Dr. Thomas Amidon, CTO and co-founder of Applied Biorefinery Sciences, has been award the Exemplary Researcher Award by the State University of New York College of Environmental Sciences & Forestry, where he is a professor in the Faculty of Paper & Bioprocess Engineering.

The category for which Dr. Amidon was nominated, Outstanding Career Achievement, recognizes outstanding career achievements in research activity, who have had a professional career of more than 16 years, and who have been employed by ESF for a minimum of 5 years.  Selection criteria include documented evidence of outstanding research accomplishments and impact of their work on their discipline; outstanding national and international recognition in the academic community; evidence of a substantial positive impact of research mentorship through undergraduate students, graduate students, and/or postdoctoral associates.

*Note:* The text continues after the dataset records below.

PR #1569, opened 2023-05-17
implicit categorical color scale

Fil:
Complement to #1567: we do the scheme test _after_ the domain (or values) have been tested. Fixes the regressions with diverging schemes and temporal scales.

### DIFF
--- a/src/scales.js
+++ b/src/scales.js
@@ -411,13 +411,7 @@ function inferScaleType(key, channels, {type, domain, range, scheme, pivot, proj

Dr. Amidon’s career at ESF since 2000 has been truly exceptional.  There, he has led efforts in biorefinery research, and is recognized globally for his development of the hot water pre-extraction process for lignocellulosic biomass.  A few key indicators of his prominence in this field are the steady stream of invitations to give keynote or plenary lectures, chair important conferences, and invitations to collaborate with renowned leaders from national laboratories and leading academic institutions around the world.  He has been the principal investigator for a number of large research grants from the US Department of Energy, and most recently, from the highly competitive National Science Foundation.  Dr. Amidon has authored or co-authored over 60 publications.

Receiving the award, Prof. Amidon spoke to an engaged audience of university academics about the issues involved in biorefineries and factors affecting its applicability and economic impact.  The current applications for biorefinery systems in the world are heavily oriented towards agricultural products and residual biomass.  Dr Amidon suggests that the next major step, forest-based biorefineries, will be of high interest based on the amount of publications and relatively high profile corporate efforts -- yet few purpose-built applications exist.  A significant amount of customization will be necessary for each forested region in the US and the world if forest biorefinery applications are to be as productive and profitable as is necessary for rapid growth.  The gap between research results and commercial applications is not easily crossed and will lead to somewhat erratic results over the next 5+ years as the most economic approaches and most practical commercial procedures clarify.

The range of commercial applications that will be developed from forest and agricultural biomass residue is significantly larger than is commonly understood.  This will lead to a significant number of applications from a fairly modest scale (400 dry tons per day) to large scale (over 4,000 dry tons per day).  New York State and the Northeast US are well positioned to participate in the evolution of forest biorefineries because of its unique species composition, product markets, skilled labor pool, cultural background of sustainable forestry and a leadership position in biomass willow planting.